As Diane Abbott stood outside Hackney Town Hall to declare she would stand whatever the party decided, and as Lloyd Russell-Moyle received word that an eight-year old complaint, which he could not challenge in time, meant he would be barred from standing, Jeremy Corbyn belatedly appeared in a small red-brick community centre, green suit falling off his shoulders, shirt untucked, in Islington North to launch his campaign to be the area’s independent MP.
Corbyn was a few steps ahead of his fallen comrades. He announced his much-predicted independent candidacy last Friday before being immediately expelled from the party. The posters at his launch were still Labour-red, but there were splashes of green and a promise to be an “independent voice for all of us” in the constituency he has represented for more than 40 years.
The crowd was elderly, filled with veteran activists for whom this was another campaign in a long line. One woman next to me, who’d known Corbyn since he was on Haringey Council in the Seventies and early Eighties and left Labour over Michael Foot’s support for the Falklands War, said: “There’s loyalty here, we’ll totter out on our Zimmer frames [to support him]… I hope he’s got good advisers who help tap into the young people.”

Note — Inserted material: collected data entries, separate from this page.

PR #1366, opened 2022-06-10
fix tests on ARM

### LINKED ISSUE #1249: deal with registries that don't use ARM variants
Some registries don't offer variant information with ARM architectures. I've seen it with Google Container Registry and Red Hat. For example:

```
$ ch-image build -f examples/distroless/Dockerfile examples/distroless
inferred image name: distroless
  5 FROM gcr.io/distroless/python3
manifest list: using existing file
error: requested arch unavailable: arm64/v8
hint: available: amd64 arm64
```

In this case, I'm pretty sure `ch-image` should use the `arm64` image.

The fat manifest from GCR; note missing `variant` key:

```
{
  "mediaType": "application/vnd.docker.distribution.manifest.v2+json",
  "size": 918,
  "digest": "sha256:066953e1321d8e9acbe94023a14030bc47416a39edd4ab3c11e4b1d4da49089a",
  "platform": {
    "architecture": "arm64",
    "os": "linux"
  }
}
```

Compare to the corresponding excerpt from `centos:7` from Docker Hub (keys re-ordered to match):

```
{
  "mediaType": "application\/vnd.docker.distribution.manifest.v2+json",
  "size": 530
  "digest": "sha256:864a7acea4a5e8fa7a4d83720fbcbadbe38b183f46f3600e04a3f8c1d961ed87",
  "platform": {
    "architecture": "arm64",
    "os": "linux",
    "variant":"v8"
  },

},
```

There are a few issues disabled because of this, commented with the bug number.

### LINKED ISSUE #1364: fusermount3: failed to access mountpoint ...: Permission denied
I am seeing the following intermittently on GitHub Actions in `run/ch-run_join.bats`:

```
# ch-run[111951]: using default mount point: /var/tmp/runner.ch/mnt (ch_fuse.c:121)
# fusermount3: failed to access mountpoint /var/tmp/runner.ch/mnt: Permission denied
# ch-run[111951]: error: unknown FUSE error mounting SquashFS; try ch-run -vv? (ch_fuse.c:235)
```

The `fusermount3` error seems to come from [`fusermount.c`](https://github.com/libfuse/libfuse/blob/bdd2d4110fbc6d2059eb699efad2cca4a7eacccb/util/fusermount.c#L899), though there are four separate places where it's printed and I'm not sure which it is.

Restarting the run seems to fix things. I wonder if there is a race condition?

reidpr:
Closes #1249; closes #1364.

### DIFF
--- a/bin/ch_fuse.c
+++ b/bin/ch_fuse.c
@@ -226,12 +226,29 @@ void sq_mount(const char *img_path, char *mountpt)
    sq.ll = sqfs_ll_open(img_path, 0);
    Te (sq.ll != NULL, "can't open SquashFS: %s; try ch-run -vv?", img_path);
 
-   if (sqfs_ll_mount(sq.chan, sq.mountpt, &mount_args,
-                     &OPS, sizeof(OPS), sq.ll) != SQFS_OK) {
-      // We get back only SQFS_OK or SQFS_ERR, with no further detail. Looking
-      // at the source code [1], the latter says either fuse_session_new() or
-      // fuse_session_mount() failed, but we can't tell which.
-      // [1]: https://github.com/vasi/squashfuse/blob/74f4fe8/ll.c#L399
-      FATAL("unknown FUSE error mounting SquashFS; try ch-run -vv?");
-   }
+   // sqfs_ll_mount() is squirrely for a couple reasons:
+   //
+   //   1. Error reporting. We get back only SQFS_OK or SQFS_ERR, with no
+   //      further detail. Looking at the source code [1], the latter says
+   //      either fuse_session_new() or fuse_session_mount() failed, but we
+   //      can't tell which, or get any further information about what went
+   //      wrong. Hopefully fusermount3 also printed an error message.
+   //
+   //   2. Race condition. We have been seeing intermittent errors in the test
+   //      suite about permission denied accessing the mount point (issue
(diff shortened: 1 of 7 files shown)


bin/ch_fuse.c
```diff
@@ -226,12 +226,29 @@ void sq_mount(const char *img_path, char *mountpt)
...
+   //      wrong. Hopefully fusermount3 also printed an error message.
+   //
+   //   2. Race condition. We have been seeing intermittent errors in the test
+   //      suite about permission denied accessing the mount point (issue
+   //      #1364). I *think* this is because a previous mount on the same
+   //      location is not yet cleaned up. For this reason, we have a short
+   //      retry loop.
+   //
+   // [1]: https://github.com/vasi/squashfuse/blob/74f4fe8/ll.c#L399
+   for (int i = 5; true; i--)
```
mphinney1100, line 244: I wonder if this is the right way to go about the permission denied issue. When I had that issue the only thing that worked was using `fusermount -u`.  Waiting between mounting wasn't the solution for me but if this works great.

reidpr: I think that illustrates the difference between the situations: if the other mount is hung, then yes indeed waiting won't help. But if the other mount is in the process of being torn down, then waiting does seem to help.

That said, tests are failing, so I guess I have more work to do.

mphinney1100 (approved):

Issue #871, opened 2020-10-13
rename images in opaque storage


j-ogas:
It would be nice to change the name of images in opaque storage. Things to consider: 1) architecture hierarchy, and 2) changing the name of the corresponding image manifest and fat manifest?

j-ogas:
With the addition of the build cache, #1255, we can revisit this.

#1282 proposed simply renaming the image. This implied, at least to me, that the build cache would simply rename the branch. This would make all images referencing the previous image reference via `FROM` miss. This is still an option.

However the build cache also gives us the ability to implement a `tag`-like feature. The following.
```
$ ch-image list
foo
$ ch-image tag foo bar
[...]
```

The above would keep the worktree, `foo`, and add another worktree, `bar`, that is based on `foo`. This allows future references to foo to still hit.

PR #1375, opened 2022-06-17
ch-image: add tag subcommand.

j-ogas:
~~Addresses #873.~~
~~Possibly addresses #871.~~

### DIFF
--- a/bin/ch-image.py.in
+++ b/bin/ch-image.py.in
@@ -258,6 +258,14 @@ def main():
    sp = ap.add_parser("reset", "delete everything in ch-image builder storage")
    add_opts(sp, misc.reset, deps_check=True, stog_init=False)
 
+   # tag
+   sp = ap.add_parser("tag", "crate new reference from existing image in storage")
+   add_opts(sp, misc.tag, deps_check=True, stog_init=True)
+   sp.add_argument("source_ref", metavar="SOURCE_REF",
+                   help="existing image reference")
+   sp.add_argument("image_ref", metavar="IMAGE_REF",
+                   help="new image reference")
+
    # Parse it up!
    if (len(sys.argv) < 2):
        ap.print_help(file=sys.stderr)
--- a/bin/ch-image.py.in
+++ b/bin/ch-image.py.in
@@ -259,7 +259,7 @@ def main():
    add_opts(sp, misc.reset, deps_check=True, stog_init=False)
 
    # tag
-   sp = ap.add_parser("tag", "crate new reference from existing image in storage")
+   sp = ap.add_parser("tag", "create new reference from existing image in storage")
    add_opts(sp, misc.tag, deps_check=True, stog_init=True)
    sp.add_argument("source_ref", metavar="SOURCE_REF",
                    help="existing image reference")
--- a/doc/ch-image_desc.rst
+++ b/doc/ch-image_desc.rst
@@ -1019,9 +1019,9 @@ Delete all images and cache from ch-image builder storage.
 
    $ ch-image tag SOURCE_REF IMAGE_REF
 
-Add new image :code:`IMAGE_REF` from existing image :code:`SOURCE_REF` to
-storage and cache. If :code:`IMAGE_REF` already exists then it is replaced. This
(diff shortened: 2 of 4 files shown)


reidpr (commented):
I think this PR is on to something, but I'd like to think more carefully about how it should work.

First:

1. I don't care for the verb *tag*, because it's so thoroughly overloaded, and while the greater container ecosystem loves the term, we have avoided it.

2. It should work both with cache enabled and disabled.

I think there are at least three operations going on here, so let's work out which one(s) to support. I might not be getting the vocabulary right either.

1. *Alias*: Create a second name for an existing image. This is cheap both if cache is disabled (symlink in `img/`) and if it's enabled (symlink and also create a new Git branch). It does complicate the delete operation, and anything else which removes or replaces an image, which will need to learn how to deal with symlinks, and shuffle things around if the target is deleted.

2. *Rename*: Change the name of an image. This is again cheap both with cache disabled (move the directory in `img/`) and enabled (also create new Git branch and delete the old).

3. *Copy*: Create a second, independent image that is identical to an existing image. With cache enabled it can be either expensive (new Git branch, new worktree) or lazy-cheap (new Git branch only, new worktree created when needed); operations like *export* that assume a checked-out worktree may need to be updated. With cache disabled, it is expensive (copy a whole directory tree).

Thoughts?

j-ogas:
> I don't care for the verb tag, because it's so thoroughly overloaded, and while the greater container ecosystem loves the term, we have avoided it.

We do prefer _image reference_ when describing image names, i.e., `NAME[:TAG|@DIGEST]`; however, we do explicitly use "tag" when building, e.g., `ch-image build -t [...]`. I think it may be fair to say the word is overloaded but maybe not within the context of this specific command; `docker tag FOO BAR` is fairly intuitive and understandable.

I'm not opposed to calling it `fork`. I think `tag` is fine.

>    It should work both with cache enabled and disabled.

I'd like to move away from life without a cache and this is a step in that direction. FWIW, maintaining two sets of functionality is expensive in and of itself. 

> Alias: Create a second name for an existing image. This is cheap both if cache is disabled (symlink in img/) and if it's enabled (symlink and also create a new Git branch). It does complicate the delete operation, and anything else which removes or replaces an image, which will need to learn how to deal with symlinks, and shuffle things around if the target is deleted.

I, perhaps incorrectly, do not view this behavior as an _alias_. I see it as a _fork_. In the case of a storage without a cache this would be a recursive `copy`. I'd prefer that be its own unique command, e.g., `ch-image copy`, rather than overload this sub-command with fork-like-behavior for the cache and alias/copy behavior for no cache.

> Rename: Change the name of an image. This is again cheap both with cache disabled (move the directory in img/) and enabled (also create new Git branch and delete the old).

Although renaming is implicitly achieved this sub-command with an enabled cache, I think an explicit sub-command, e.g., `ch-image rename`, should take care of renaming for all cache modes.

TLDR: I'd like this sub-command to do one thing: create a "fork" of the cached image in storage with a new name. Other implied behavior this sub-command can achieve, e.g., copy, rename, alias, etc., should be handled explicitly with unique sub-commands for both storage modes.

reidpr:
OK, following up on our discussion, I've noodled on this a bit. I think there are multiple questions in play and we should consider them separately.

### Q1: What operations should we support?

I still see three:

1. Copy
   1. *Lazy copy.* Called "alias" above. Uses symlinks and Git branches to create a cheap copy in either mode, and if something happens so it shouldn't be a copy any more, we adjust things then.
   2. *Eager copy.* Called "copy" above. Makes a full (expensive) copy in `img`, but they are independent immediately and need no further adjustment.
2. *Move*. Called "rename" above. Cheap in either mode because it's just moving things.

### Q2: Should we support both cache modes, or just cache-enabled?

I agree it would be good if cache-enable was the only mode. But, IMO we don't yet have sufficient evidence on performance and the necessary Git is rather new. I'm also concerned about unknown-unknowns. So, I want to have cache-disabled available for a while, and in turn if a feature is reasonable to implement in both modes, we should do it that way.

### Q3: What should it be called?

I'm happy to work on this once we know what to do.

j-ogas:
Stale. May revisit in the future. Closing.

Before Corbyn spoke, community leaders – an NHS doctor, the general secretary of the Finsbury Park mosque, someone from the Jewish Socialists’ Group – recounted times when he visited the mosque, campaigned for Whittington Hospital A&E and the number 4 bus that takes you there, and saved leafleteers from overbearing British Transport Police. “An MP who knows always whose side he’s on,” one said.

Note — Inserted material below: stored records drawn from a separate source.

PR #1376, opened 2022-06-17
make MPI base images depend on stock AlmaLinux base

MFTabriz:


reidpr:
Hello @MFTabriz, thanks for the contribution!

`FROM almalinux8` is not actually a typo — we intended to build it on top of our `almalinux8` image which adds some stuff to the `almalinux:8` base.

That said, I am open to the argument that these are more useful examples if they use a stock base image. Do they build with your change? If not, what changes would make them build?

MFTabriz:
Hi @reidpr! Thanks for your quick response and clear explanation. I was not expecting to go through a custom base image to build charlicloud. I have built the docker images with the proposed changes myself but I have not tested the MPI functionality inside the containers yet. On Github CI the failed test is the same as this PR’s base branch (hpc:master).

I believe merging the customization script with charliecloud’s current dockerfiles would be beneficial to the users. If it’s not possible, I’d propose to fetch it through a public registry using its full URL.

I’ll be happy to make the required modifications in this PR as you see fit.

reidpr:
OK, so what I'm hearing is that (1) the two MPI example Dockerfiles build correctly as modified (i.e., base image is upstream `almalinux:8` rather than our `almalinux8`), but (2) whether they work is unknown.

My *guess* is that the build is the hard part, and if it builds it should work. I can kick off a test here that will exercise the MPI.

As for the permission denied CI error, I hope that PR #1366 will fix it.

Next steps I would propose are:

1. Wait for #1366 to be merged (should be soon).
2. Merge master into this branch.
3. Do an internal full-scope test to make sure MPI works.

I think all three of these are our responsibility, so I'd say for you, just wait for the outcome, hopefully within a few days, and we'll go from there.

MFTabriz:
@reidpr I re-based this branch on master.

reidpr:
Looks like `Dockerfile.openmpi` failed to build in our internal testing.

One quirk that may not be obvious is that both of the Dockerfiles modified by this PR are not exercised by the GitHub CI, which runs our test suite in “standard” scope, only in “full” scope. The full scope takes a while to run, and likely isn't necessary here.

Do the two modified Dockerfiles build for you with `ch-image`?

MFTabriz:
@reidpr Yes! I could successfully build them locally (in an unprivileged environment). Here’s my output of `./ch-image build --force` for the modified [Dockerfile.ompi](https://github.com/hpc/charliecloud/files/8986684/ompi.txt) and [Dockerfile.mpich](https://github.com/hpc/charliecloud/files/8986686/mpich.txt)

reidpr:
I think here is the mismatch. In your log (thanks BTW):

```
124 RUN ['/bin/sh', '-c', 'cd openmpi-${MPI_VERSION} && git apply dont-init-ucx-on-intel-cray.patch ...
```

However the Dockerfile at the tip of this branch reads (unless I've missed something):

```
RUN cd openmpi-${MPI_VERSION} \
 && patch -p1 dont-init-ucx-on-intel-cray.patch \
```

i.e., we replaced `git apply` with `patch` in another recent PR. And the failure on internal CI (which I can reproduce on my dev box) is:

Corbyn started his speech – he was introduced as “our trusted, resourceful and very nice MP” – by leading a round of “Happy Birthday” as a candle-laden cake appeared from the wings for his election agent. Meanwhile, memes were ricocheting around Twitter comparing the purge of the left to the Night of the Long Knives.

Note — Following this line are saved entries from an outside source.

Issue #641, opened 2020-02-12
docs: be consistent about long option argument separator


reidpr:
Currently, the man pages are inconsistent about whether to separate arguments from long options using a space (`--builder foo`) or an equals (`--builder=foo`). Many of the executables will accept both; some only spaces I think.

This issue is to make the docs consistent and figure out which executables don't accept both.

PR #1380, opened 2022-06-20
docs: consistent long arguments

j-ogas:
Addresses #641.

### DIFF
--- a/doc/ch-convert_desc.rst
+++ b/doc/ch-convert_desc.rst
@@ -31,7 +31,7 @@ producing the final format actually needed.
   :code:`-h`, :code:`--help`
     Print help and exit.
 
-  :code:`-i`, :code:`--in-fmt FMT`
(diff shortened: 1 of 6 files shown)


doc/ch-convert_desc.rst
```diff
@@ -31,7 +31,7 @@ producing the final format actually needed.
   :code:`-h`, :code:`--help`
     Print help and exit.
 
-  :code:`-i`, :code:`--in-fmt FMT`
+  :code:`-i FMT`, :code:`--in-fmt=FMT`, :code:`--in-fmt FMT`
```
reidpr, line 34: For documentation, I'd like to keep the short-hand that omits the argument for the short version; IMO that's sufficiently implied.

Similarly, I'd like to document either the equals or space, but not both, for conciseness. (My own quick impression is that I like the equals better, but I'm open to argument.) We could note somewhere that long arguments are documented one way but actually accept both.

reidpr (changes requested):

j-ogas:
Stale. Closing for now.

But Corbyn seemed happy. He called for a national care service, an end to wars and the two-child benefit cap, rent controls and referred to water company bosses as parasites. He rattled through the policies, conscious of the late start, without his trademark rousing delivery. It was like most speeches he delivered as Labour leader, except this time he was campaigning to win over one constituency, not 650. He was at a community centre, not Glastonbury. Those in the room have been doing this for 40 years.
Corbyn had reason to be more cheerful than his fellow purgees. Abbott seemed to be suggesting that if the National Executive Committee did not approve her candidacy she would stand as an independent. She would face a much harder fight than Corbyn. As I wrote on Monday, Corbyn can attract a lot of supporters to knock on doors over the next five weeks. His team claims a lorry driver came from Hull on Saturday to canvass for him. It’s one person, sure. But Corbyn undoubtedly inspires a unique level of loyalty – perhaps enough to win. If he does, he might be the only comrade left.